Fast-path rule: if a file’s (inode, mtime, size) matches the stored local_*, assume the content is unchanged and skip hashing. Only stat-changed files are hashed.

This turns a rescan from “hash everything” into “stat everything, hash the few that changed” — orders of magnitude cheaper. mtime is a hint, not truth (it can be forged/reset); a periodic deep scan (configurable, infrequent) re-hashes regardless to catch silent mismatches and bitrot. Remote metadata is likewise cached to avoid re-listing.

4. Crash consistency

Every state transition is a transaction. Advancing the Synced tree for a node, enqueuing ops, and updating the cursor each commit atomically; a crash leaves the DB at a consistent prior point and the control loop re-plans from there (02).
Apply-then-record ordering for downloads: the file is atomically renamed into place before the DB records it as synced; if we crash between, the next scan sees the file and reconciles (idempotent), never a DB-says-synced-but-file-missing lie.
WAL checkpointing bounds the WAL; periodic VACUUM/incremental-vacuum bounds file growth.

5. The DB is a rebuildable cache (ADR-0023)
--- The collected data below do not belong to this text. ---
PR #117, opened 2022-01-20
fix: First item not being deleted from Crossroads Content DAG

vinnyjth:
### About
I think I found a bug, the first id in the array of items to delete has a `$` prefixed, so it will never find and delete that item :)


liamillard (approved):
Ah good catch! This is me trying to write javascript in a python script 😆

If the local DB is lost or corrupted, no user data is lost: the engine rebuilds it by (a) full local scan → Local tree, (b) full server list → Remote tree, (c) setting Synced = ∅ and letting the planner reconcile. Reconciling from an empty Synced tree is safe but conservative — it treats every divergence as a potential conflict and errs toward conflicted copies rather than overwrites (never destructive). This is the durability backstop that lets us treat the DB as a performance cache.
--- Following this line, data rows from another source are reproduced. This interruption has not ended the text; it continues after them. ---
PR #118, opened 2022-01-21
fixes prayer DAGs

redreceipt:
this will skip prayers from people that are inactive and also skip prayers that are private


redreceipt:
@vinnyjth this is unrelated to the other issue we discussed but this is a necessary step one

dags/rock/rock_prayer_requests.py
```diff
@@ -19,24 +19,20 @@ def __init__(self, kwargs):
...
-            (str(rock_person_origin_id),),
-        )
-
-        return postgres_person_id[0]
-
     # "created_at", "updated_at", "text", "person_id", "origin_id", "origin_type", "apollos_type"
     def map_prayer_requests(self, prayer_request):
-        postgres_person_id = self.get_postgres_person_id(
-            safeget(prayer_request, "RequestedByPersonAlias", "PersonId")
+        rock_id = prayer_request["RequestedByPersonAlias"]["PersonId"]
```
vinnyjth, line 24: you might want to safeget this, I think we saw some prayers that had no `RequestedByPersonAlias` object (because they were artificially inserted, not created by a user)

dags/rock/rock_prayer_requests.py
```diff
@@ -78,13 +74,25 @@ def run_fetch_and_save_prayer_requests(self):
...
+            ]
+            # filter out skipped prayers
+            prayer_requests = [prayer for prayer in prayer_requests if prayer]
 
             data_to_insert, columns, constraints = find_supported_fields(
                 pg_hook=self.pg_hook,
                 table_name="prayer_request",
                 insert_data=prayer_requests,
             )
+            print("constraints", constraints)
```
redreceipt, line 95:
```suggestion
```

dags/rock/rock_prayer_requests.py
redreceipt: it should bomb out if it gets here with no ID, I've insured that shouldn't happen one level up

vinnyjth (approved):

camrun91:
sweet I will pul this into our shovel and see how it goes.

camrun91:
@redreceipt So I just thought of a scenario that we see fairly often that I am not sure this accounts for. 
A prayer is submitted via website and put in as public. Then our prayer team sees it actually does contain non-public info. If they mark the prayer as non public in Rock this would not get reflected in the shovel would it?

redreceipt:
only if the delete prayers DAG catches it. not sure. if you see otherwise, let us know.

6. Tradeoffs / Alternatives / Scaling

Tradeoffs. SQLite’s single-writer limits write concurrency, which suits our single control thread but means the control thread must keep transactions short (batch, don’t hold). One DB per sync root keeps each DB bounded and isolates corruption blast radius.

Alternatives considered.

Embedded KV (BoltDB/LevelDB/Badger): faster simple writes, but we want relational queries (the planner scan, dependency joins) and transactions across tables; SQLite fits better. Considered for the chunk cache only.
Flat files / JSON manifests: no transactions, no crash-consistency, no efficient queries — a non-starter at scale.
Reuse the server DB model: the client is offline-first and embedded; it needs a local store, not a network round-trip per lookup.

Scaling concerns.

Millions of nodes → the node table is indexed on (parent_id), (state), and the disagreement predicate; SQLite handles millions of rows fine with proper indexes.
DB size grows with file count, not file bytes (metadata only) → bounded; chunk cache is capped/LRU-evicted (CHUNK_CACHE.last_used).
Write amplification from rapid edits → batch tree updates per control-loop tick, not per event.
Multiple sync roots → independent DBs, independent engines, no cross-root locking.